Yes, this is the information that I wanted.  I do not practice the other forms mentioned (Embi and Eunbi).  I am not familiar this these.




foot2face said:


> The TKD I was taught is predominantly a striking system, I want as little contact with my adversary as possible, preferably just my weapons with their vulnerable targets. Its not a grab on to my adversary and beat them at close range system, which many karate, especially Okinawan ones, can be. Tactically, I strive to crate space, allowing for movement and generation of power.



Yes!  This is how we were taught -- to prefer the kicking range, no grabbing.  You try to kick the opponent, hopefully in a vital point, like the temple or the solar plexus.  

I am intrigued by the applications that are spoken of by Exile, but we were not taught these things.  We do not wish to grab anyone if that can be avoided, and we avoid close range if we can!


----------



## Kwan Jang (Mar 4, 2008)

Foot2Face, 
I would like to thank you for your analysis, it was very well thought out. It also shows how little you (and most KMA practitioners, so don't feel too bad or insulted) understand about the basics of your own art. Much of this problem lies in the fact that the Okinawans rarely taught anything other than the "schoolchildren's art" to ANYONE under 3rd dan (or less than a decade of training before the kyu/dan system was adopted), even their own people (including family members). They were even more restrictive in teaching the mainland Japanese and even worst when it came to those of "an inferior race" like the Koreans (note: I am not agreeing with the Japanese imperialistic attitudes, just mentioning that they existed at the time the Kwan founders were training in Japan).

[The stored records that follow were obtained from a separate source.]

PR #8129, opened 2024-04-02
Add SocialMedia enum

Cj-Malone:
As @davidhicks said in https://github.com/alltheplaces/alltheplaces/pull/7570#discussion_r1501833283, this should be an enum.

### DIFF
--- a/tests/test_social_media.py
+++ b/tests/test_social_media.py
@@ -1,0 +1,36 @@
+from locations.exporters.geojson import item_to_properties
+from locations.items import Feature, SocialMedia, get_social_media, set_social_media
+
+
+def test_assigning():
+    item = Feature()
+
+    for social_media in SocialMedia:
+        set_social_media(item, social_media, social_media.value)
+
+    for social_media in SocialMedia:
+        assert get_social_media(item, social_media) == social_media.value
+
+    props = item_to_properties(item)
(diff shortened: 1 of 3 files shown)


davidhicks (approved):

tests/test_social_media.py
```diff
@@ -0,0 +1,36 @@
+from locations.exporters.geojson import item_to_properties
+from locations.items import Feature, SocialMedia, get_social_media, set_social_media
+
+
+def test_assigning():
```
davidhicks, line 5: I couldn't figure out from OSM keys for contact:* whether multiple values are allowed. However, for how we use these fields (only for location-specific social media contacts, not brand-specific) I can't see why we'd ever want to allow multiple values to be specified. Perhaps this test could double-assign a social media contact for an item and confirm that the previous value is overwritten rather than appended?

panasonic-mafia (approved):

tests/test_social_media.py
Cj-Malone: Technically OSM will allow these to contain multiple values, the semicolon rule applies to basically everything. However, in reality nothing supports it, and it should be `brand:facebook` for a generic profile and `contact:facebook` for a POI specific profile.

I'll add a test anyway.

PR #8142, opened 2024-04-05
[ccf_fr] add spider (249 locations)

panasonic-mafia:


panasonic-mafia:
rel: https://github.com/osmlab/name-suggestion-index/pull/9351

PR #8155, opened 2024-04-10
[FiveGuys AE AT AU BE BH CH KW NL] Fix coords and urls

Cj-Malone:
All these have the same backend that has recently got slightly broken json linked data. Most the other Five Guys sites have microdata, I can't remember, and haven't checked, what they all used to be, but presumably they are migrating in one direction.


Cj-Malone:
CI is objecting because of number of spiders changed. I've ran them all locally (I cancelled the big ones), they are good to go.

PR #15682, opened 2026-03-27
Add OpenAddresses spider

Cj-Malone:
Proof of concept for IF OpenAddresses gets folded into ATP somehow. I would expect it to be done in few stages:

1. We read OA output (eg this PR)
2. We read OA json and process source data
3. We remove OA json and have "native" ATP spiders eg https://github.com/alltheplaces/alltheplaces/blob/master/locations/spiders/addresses/us/mn/us_mn_hennepin_addresses_us.py

I'm not expecting this to be merged, just food for thought.

This is not currently functional because there is no AWS key to read OA.


iandees:
🤖 Closing as stale — per the discussion in this thread, there's already agreement this experimental exporter approach isn't intended to be merged (spider sources should move directly into ATP spiders instead). Please rebase and reopen if you want to revisit this.

PR #15685, opened 2026-03-28
[New Look GB] Test spider

TheUKHighStreet:
I think there should be far more than 10 stores.


TheUKHighStreet:
I think it either needs to use a proxy or be deleted?

iandees:
🤖 Closing as stale. The `new_look_gb` spider currently has no open dead-spider issue and was last fixed 2024-11-22, so master appears to be working fine without this change. Please rebase and reopen if you find it's actually still broken.

PR #15830, opened 2026-04-07
[Posten] fix categories for post_i_butikk and pakkeutlevering

VincentPenalba-TomTom:
Changed Categories.GENERIC_POI to Categories.POST_OFFICE for:
- enhetstype 4 (Post i butikk) - these are post partners operating inside shops
- enhetstype 19 (Posten pakkeutlevering) - these are post partners with parcel pickup

Both are post office services per https://www.posten.no/kart and should not be tagged as generic POI.

All other category mappings unchanged.


VincentPenalba-TomTom:
Closing as out of scope for ATP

By only learning the "children's art" that Itosu created in Okinawa and his student Funakoshi exported to Japan, the critical elements of kyusho and tuite (keupso in Korean) are omitted. These are the elements that give traditional basics and the forms they compose their effectiveness. This is the grab and strike, jointlock, ect. portion of TKD and it has been handed down from TKD's O/J roots. When I began TKD over 30 years ago, my instructors taught in alongside Hapkido and Yudo and I had previously trained in Jujitsu up to 1st kyu as a child (when my first instructor quit teaching), so I had an easier time than most connecting the dots. AND accepting the truth about what dots were being connected since I already had quite a bit of experience with making a lot of those type of techniques work in practical application.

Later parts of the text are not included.